Stored items

PR #1823, opened 2021-12-23
Experimental Prompt w/ Multiple Inputs and Working Form Validation

kdelorey:
## Summary
This is the initial progress of a possible _future_ replacement of the Prompt interface. The idea is that it allows for an arbitrary number of form inputs each with their own individual form validation. There have been recently discovered issues with form validation that this addresses.

Note that this work is still in progress and should be treated as something to build from, but it is currently needed to resolve client issues as soon as possible.

### Supported Inputs
Currently only two types of inputs are supported (with their own subtypes); Dates and Text. Date inputs support all the existing date formats, includes text masking, min/max validation, etc. Text can either be numeric or arbitrary and can be validated with a number of parameters including minimum length, maximum length, and regular expression pattern.

Text inputs also support scanning directly to the input for both image scanners and traditional scanning. Scanning can also automatically submit the form after validation takes place.

### Future Notes
Currently functionality is limited to two input types but is built around supporting other types such has boolean toggles, drop down selections, etc. These should be added in the future.

Additionally there are some issues with existing input controls working with the form correctly and I couldn't figure out exactly why in the timeframe I had. It would be ideal to investigate this further and use common controls.

### Screenshots
Screen Shot 2021-12-22 at 6 52 51 PM
Untouched Form

Screen Shot 2021-12-22 at 6 53 03 PM
Demonstrating automatic placeholder text for date entry.

Screen Shot 2021-12-22 at 6 53 12 PM
Demonstrating invalid date entry, notice greyed out Next button.

Screen Shot 2021-12-22 at 6 53 27 PM
Valid input immediately after text entry become valid; there is a bug with the existing form where the validation that prevents this behavior from taking place until focus changes first.

Screen Shot 2021-12-22 at 6 53 37 PM
Demonstrates the Image Scanner (Red Box is where the Native Image Scanner would take its place)


chenson42 (approved):

openpos-flow/src/main/java/org/jumpmind/pos/core/ui/message/UIMessageType.java
```diff
@@ -6,6 +6,7 @@
     public static final String RETURN = "Return";
     public static final String DIALOG = "Dialog";
     public static final String PROMPT = "Prompt";
+    public static final String PROMPT_PLUS_PLUS = "PromptPlusPlus";
```
eddielegg-le, line 9: This deserves an A+++++++++++++++++++
Yeah we just watched Christmas Story

openpos-flow/src/main/java/org/jumpmind/pos/core/ui/message/prompt/TextPromptInput.java
```diff
@@ -0,0 +1,44 @@
...
+@Getter
+@Setter
+public class TextPromptInput extends BaseInputPrompt<String> {
+    private TextPromptInputKind kind;
+    private Integer minimumLength;
+    private Integer maximumLength;
+    private String pattern;
+    private boolean allowBarcodeScanEntry;
+    private String placeholder;
+
```
eddielegg-le, line 16: Think maybe a required flag would be good here too?

openpos-client-libs/projects/openpos-client-core-lib/src/lib/screens-with-parts/prompt2/form.interface.ts
```diff
@@ -0,0 +1,75 @@
...
+  /**
+   * Action that is invoked instead of the `submitAction` if `submitOnScan` is 
+   * enabled. Using this method will provide the raw scan information via.
+   * the action instead of validating with the form.
+   */
+  submitOnScanAction?: string;
+}
+
+export type DynamicFormControlType =
+  //'group'
```
eddielegg-le, line 25: Looks like this guy is getting referenced still

chadhav-ae (dismissed):

openpos-client-libs/projects/openpos-client-core-lib/src/lib/screens-with-parts/prompt2/form.interface.ts
```diff
@@ -0,0 +1,75 @@
...
+  MMDDYY = 'MMDDYY',
+  MMDDYYYY = 'MMDDYYYY',
+  DDMMYY = 'DDMMYY',
+  DDMMYYYY = 'DDMMYYYY'
+}
+
+export interface DynamicDateInput extends BaseInputControl<Date> {
+  readonly format: DateFormatKind;
+  readonly min?: Date;
+  readonly max?: Date;
```
jchirico8, line 68: Anton had put in changes that I believe I used for date of birth where min was relative. ie we'd say we accept no one more than 100 years old so we could set the min to 100 years and it slides with time instead of picking an arbitrary minimum date or calculating it individually for fields

openpos-client-libs/projects/openpos-client-core-lib/src/lib/screens-with-parts/prompt2/prompt2-screen-dialog.component.html
```diff
@@ -0,0 +1,62 @@
...
+    <form class="prompt-content" [formGroup]="rootFormGroup" (submit)="onFormSubmit()">
+        <app-content-card>
+            <ng-container *ngFor="let control of screen.items">
+                <div class="item-group" [ngSwitch]="control.type">
+                    <div *ngSwitchCase="'text'" class="flex col">
+                        <mat-form-field responsive-class>
+                            <mat-label responsive-class>{{ control.label }}</mat-label>
+                            <input matInput responsive-class [type]="control.kind === 'Number' ? 'tel' : 'text'"
+                                [formControlName]="control.id" [attr.minlength]="control.maximumLength"
+                                [attr.maxlength]="control.minimumLength" [placeholder]="control.placeholder"
```
jchirico8, line 13: min=max and max=min?

openpos-client-libs/projects/openpos-client-core-lib/src/lib/screens-with-parts/prompt2/prompt2-screen-dialog.component.html
```diff
@@ -0,0 +1,62 @@
+<div *ngIf="rootFormGroup && screen" class="prompt-outer">
```
jchirico8, line 1: It would be nice if we could get separate components for these field types. It's fine now, but if this grows with more field types or doubles to add a whole mobile version, it'll be unreadable.

openpos-client-libs/projects/openpos-client-core-lib/src/lib/screens-with-parts/prompt2/prompt2-screen-dialog.component.html
```diff
@@ -0,0 +1,62 @@
...
+
+                        <app-image-scanner
+                            *ngIf="controlSupportsBarcodeScanInput(control) && activeScanInput == control"
+                            (scan)="acceptScanInputForControl(control, $event)">
+                        </app-image-scanner>
+                    </div>
+
+                    <mat-form-field *ngSwitchCase="'date'" responsive-class>
+                        <mat-label responsive-class>{{ control.label }}</mat-label>
+                        <input responsive-class type="tel" matInput type="text" [formControlName]="control.id"
```
jchirico8, line 37: Do you want two type attributes?

openpos-client-libs/projects/openpos-client-core-lib/src/lib/screens-with-parts/prompt2/form.interface.ts
kdelorey: I moved them all out into a `todo` comment so future me is aware of the intention.

openpos-client-libs/projects/openpos-client-core-lib/src/lib/screens-with-parts/prompt2/prompt2-screen-dialog.component.html
kdelorey: 🤦

openpos-client-libs/projects/openpos-client-core-lib/src/lib/screens-with-parts/prompt2/prompt2-screen-dialog.component.html
kdelorey: Yeah that the idea for the future. There were just some weirdness with the Angular forms that I had kind of resolved but then it messed with the visual indications of invalid input. I ended up giving up trying to figure it out for now and pressed on.

Definitely want this for the future.

openpos-client-libs/projects/openpos-client-core-lib/src/lib/screens-with-parts/prompt2/prompt2-screen-dialog.component.html
kdelorey: 🤦

openpos-client-libs/projects/openpos-client-core-lib/src/lib/screens-with-parts/prompt2/form.interface.ts
kdelorey: Seems like a server side issue behavior. In the use case for this `min` needs to be `now` as its an expiration date that must be some time in the future. I can't anticipate the usages of this generic entry, I need some help from the state posting the screen.

Also for DoB there are people > 100yo 😄

openpos-flow/src/main/java/org/jumpmind/pos/core/ui/message/prompt/TextPromptInput.java
kdelorey: `required` is handled by the base class. Its passed through in the constructors.

openpos-client-libs/projects/openpos-client-core-lib/src/lib/screens-with-parts/prompt2/form.interface.ts
jchirico8: For future only dates you'd set min to 0 meaning the minimum date is `now - 0`. Dates required to be in the past would be max=0 so max date is `now + 0`

kdelorey: Yeah, I'm mostly interested why the client should arbitrarily figure out a range? It seems like the state should make a determination as to what the range should be since the client can't anticipate its usage. Maybe it's in a use case where its +/- 1 yr, - 5yr, + 100yr, etc.

openpos-flow/src/main/java/org/jumpmind/pos/core/ui/message/UIMessageType.java
kdelorey: a-christmas-story

openpos-client-libs/projects/openpos-client-core-lib/src/lib/screens-with-parts/prompt2/form.interface.ts
jchirico8: You're right. I don't have a clear enough picture of all the logic that goes into building this form so I confused myself. This would be something built on the server and you haven't touched

jchirico8 (approved):

PR #1829, opened 2021-12-30
Bugfix/scan control char stripping

shiljo-litmus7:
Issues Fixed
[PDPOS-6785](https://petcoalm.atlassian.net/browse/PDPOS-6785)

On mobile devices, when scan new pals ID on Add Loyalty Customer screen for Loyalty number field device displays "input is invalid"

Summary
Mobile devices uses wedge scanner which emulates keystrokes. In device's scanner profile, we would have set the start control character for application to detect scans. This start control char needs to be stripped out from Loyalty Number Field


jrmihalick (approved):

jrmihalick:
Nice job considering the lack of good options we had to implement this.

PR #1837, opened 2022-01-04
Account Lookup Display Adjustment

coohanlonCode:
### Summary
Implements the UI aspect during a return to the SaleState to display dynamic text describing that an account lookup is occurring on the CustomerDisplay instead of showing an undesired State/wait window.


jchirico8:
Could you add a screenshot?

openpos-client-libs/projects/openpos-client-core-lib/src/lib/shared/screen-parts/sale-total-panel/sale-total-panel.component.html
```diff
@@ -117,9 +117,16 @@ <h4 class="membership-rewards-title" responsive-class>{{screenData.rewardsLabel}
...
-                            {{screenData.noPromotionsLabel}}
-                        </div>
+                        <ng-container *ngIf="!screenData.loyaltyRewards?.length" class="membership-no-rewards">
+                            <div>
+                                {{screenData.noPromotionsLabel}}
+                            </div>
+                        </ng-container>
+                        <ng-container *ngIf="screenData.cancelAcctLookupProcessVisible">
+                            <div>
+                                <span>Click to Cancel Process</span>
```
chenson42, line 127: This should not be hard coded.  It should come from a resource bundle from the server

chenson42: Wondering if this property should be more generic?  cancelAcctLookupProcessVisible

jchirico8:
I don't think this change is necessary. It looks like you were matching the mock ups too closely. We already use this to notify the cashier of what the customer is doing and you'd just want to send an event to change the message 
image

coohanlonCode:
> I don't think this change is necessary. It looks like you were matching the mock ups too closely. We already use this to notify the cashier of what the customer is doing and you'd just want to send an event to change the message image

I have not seen this screen before and neither has the tester logging the bug. The state that we were observing was the popup window displaying as per below.
image

Which branch and OS were you able to create that screen?

jchirico8:
That's the add customer flow when you pass the form to the customer display

openpos-client-libs/projects/openpos-client-core-lib/src/lib/shared/screen-parts/sale-total-panel/sale-total-panel.component.html
coohanlonCode: Hard-coded text has been been converted via @ e4a27f5

coohanlonCode:
> That's the add customer flow when you pass the form to the customer display

The [JIRA bug PCOM-5989](https://jira.ae.com/browse/PCOM-5989) that this PR is addressing is only related to how the SaleState screen is presented once an existing and valid loyalty ID is successfully provided. 

Adding a customer through the loyalty signup process is not in scope for this fix to the SaleState screen presentation.

jchirico8:
It's the same concept and it should work the same. `CustomerDisplayLoyaltySignupEventHandler` has action handlers that call its `updateInProgress` helper with a message pulled from i18n. A lot of it is named after loyalty signup but it's very reusable

chenson42:
I'm having a hard time following this.  Did @coohanlonCode make the adjustments you recommended @jchirico8 ?

jchirico8:
@chenson42 no this is still using plain text on the customer tile instead of the notification bell tile

coohanlonCode:
Do I need to modify the flows so that the Account Lookup is the same as the Loyalty Signup?

Are they supposed to be the reused Loyalty Signup state rather than the modification to the SaleState as shown in the Jira ticket and product description?

jchirico8:
@blubaugha you did all of the notification stuff. Most of it refers to loyalty sign up but I imagine some of your code can be reused for Colin's feature. How difficult would it be to trigger the `isLoyaltySignupInProgressOnCustomerDisplay$` for AECC lookup and have all new messaging?

blubaugha:
> @blubaugha you did all of the notification stuff. Most of it refers to loyalty sign up but I imagine some of your code can be reused for Colin's feature. How difficult would it be to trigger the `isLoyaltySignupInProgressOnCustomerDisplay$` for AECC lookup and have all new messaging?

@jchirico8 @chenson42 
I'm having a hard time following this too. It's not clear to me what problem is being solved and why we need this change. Can you summarize for my simple brain @jchirico8 ?

jchirico8:
When looking up an AECC account, you can have the customer enter their information into the search. This is the notification bell to keep the cashier updated on what the customer is doing

blubaugha:
> When looking up an AECC account, you can have the customer enter their information into the search. This is the notification bell to keep the cashier updated on what the customer is doing

@jchirico8 thanks, my simple brain has processed your summary.

@coohanlonCode 
You can add a new event type and publish it from the server so it shows on the cashier's screen.

Here's how to do that:

1. Add a new signup event type for this scenario
**commerce-sales-api/src/main/java/org/jumpmind/pos/sales/event/LoyaltySignupUpdateEventType.java**
```
public static final LoyaltySignupUpdateEventType CUSTOMER_PRIVATE_LABEL_CARD_SIGNUP = new LoyaltySignupUpdateEventType("customerPrivateLabelCardSignup");
```

2. Publish the event where needed
```
// If you're publishing it from a state there's a helper method
publish(new LoyaltySignupUpdateEvent(LoyaltySignupUpdateEventType.CUSTOMER_PRIVATE_LABEL_CARD_SIGNUP, customer));

// If you're doing it outside of a state
@Autowired
EventPublisher eventPublisher;

LoyaltySignupUpdateEvent event = new LoyaltySignupUpdateEvent(LoyaltySignupUpdateEventType.CUSTOMER_PRIVATE_LABEL_CARD_SIGNUP, customer);
event.setDeviceId(appContext.getDeviceId());
event.setPairedDeviceId(appContext.getPairedDeviceId());
event.setAppId(appContext.getAppId());

eventPublisher.publish(event);
```

3. Add an i18n message for **Commerce** (just so it's in the base code for use outside of AEO). _NOTE_: The `customerPrivateLabelCardSignup` string used for the event is the last part of the key.
**aeo-server/src/main/resources/i18n/sale-override_en.properties**
```
screen.loyaltyRewards.message.customerPrivateLabelCardSignup=Customer is signing up for private label card
```

4. Add an i18n message specific to AEO
**aeo-server/src/main/resources/i18n/sale-override_en.properties**
```
screen.loyaltyRewards.message.customerPrivateLabelCardSignup=Customer is signing up for AECC
```

kdelorey:
Similar to your commerce PR, this PR now has a bunch of diffs for unrelated things that I think are already merge. I'm not sure what's going on, but its very noise to review.

PR #1853, opened 2022-01-07
PCOM-6286 Minimum Date Validation Failed

chadhav-ae:
### Issues Fixed
Minimum Date Validation Failed on same day.


kdelorey (approved):

openpos-client-libs/projects/openpos-client-core-lib/src/lib/shared/validators/custom-date-validators.ts
```diff
@@ -9,6 +9,7 @@ export class CustomDateValidator {
                 const inputDate = new Date(field.value);
                 if (!isNaN(inputDate.getTime())) {
                     const minDate = this._resolveTime(minTime);
+                    minDate.setDate(minDate.getDate() - 1);
```
kdelorey, line 12: This should be done at the server not here. The server sets the minDate as the current date and it needs to be "- 1". This change here affects all date validation now.

kdelorey (changes requested):

openpos-client-libs/projects/openpos-client-core-lib/src/lib/shared/validators/custom-date-validators.ts
kdelorey: Change needs to happen in `TenderShoppingPassState.java` line `220`

chadhav-ae: But does we know all date are not failing on same day. I updated the server first than found all date should be failing this check if we use min date as same date.

openpos-client-libs/projects/openpos-client-core-lib/src/lib/shared/validators/custom-date-validators.ts
```diff
@@ -9,6 +9,7 @@ export class CustomDateValidator {
...
                     if (inputDate < minDate) {
```
jchirico8, line 13: Couldn't you just do this?
```suggestion
                    if (inputDate <= minDate) {
```

openpos-client-libs/projects/openpos-client-core-lib/src/lib/shared/validators/custom-date-validators.ts
kdelorey: You should also keep in mind that `Date` objects also include `Time`. I think what you really want to do is construct a date of "Today" at 00:00:00

openpos-client-libs/projects/openpos-client-core-lib/src/lib/shared/validators/custom-date-validators.ts
chadhav-ae: This is not working as well as inputDate is having a time and min Date is having time which is different. So the date comparing is showing a different result.

jchirico8: That makes sense. I think Kevin's idea to set the time on min date would work best

PR #1858, opened 2022-01-07
PCOM-6298 Add validation to make shopping pass text field readonly

chadhav-ae:
### Issues Fixed
Adding a validation to make shopping pass text field as readonly.


openpos-client-libs/projects/openpos-client-core-lib/src/lib/screens-with-parts/prompt2/form.interface.ts
```diff
@@ -47,6 +47,7 @@ export interface DynamicTextInput extends BaseInputControl<string> {
   readonly pattern?: string;
   readonly allowBarcodeScanEntry?: boolean;
   readonly placeholder?: string;
+  readonly readOnly?: boolean;
```
kdelorey, line 50: I could see this being promoted to the `BaseInputControl<>` class and everything handles it, but that probably needs to be thought out some more so I'm merely noting it for now.

kdelorey (approved):

PR #1864, opened 2022-01-07
Fix typo in platform-plugins.startup-task.ts causing scanners to be removed from the SCANNERS array

### LINKED ISSUE #1863: JPOS scans are not received by the server
For configurations that are using a JPOS scanner, which sends the scan from the device running the commerce server to the client, the scan data is not being received back by the server.

PDPOS-7149
[3.0][Scanner] Scanner not responding when scanned on Sale and Return screen

**Expected behavior**
The scan should be received on the server and processed like it used to prior to recent changes on master.

jrmihalick:
- This was causing valid/active scanners (server scanner and console scanner) to be removed from the array of scanners
- Also add support for single argument `console.scan('1234567')` like we used to have

### Issues Fixed
#1863


chenson42 (approved):

kdelorey (approved):
Whoops 😅

PR #1878, opened 2022-01-11
Keyboard always pops on each screen on iOS

chenson42:
Keyboard always pops on each screen on iOS.

@mmichalek What did I break by removing your fix??


mmichalek:
It's a workaround for a visual dark circle around the upper left icon, which turns out to be tricky to get rid of. I'll see if I can find another workaround.

mmichalek (approved):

**WORK REQUEST**
Only the number is wanted here. How many lines in the entries contain "removed"?

**RESPONSE AREA**
2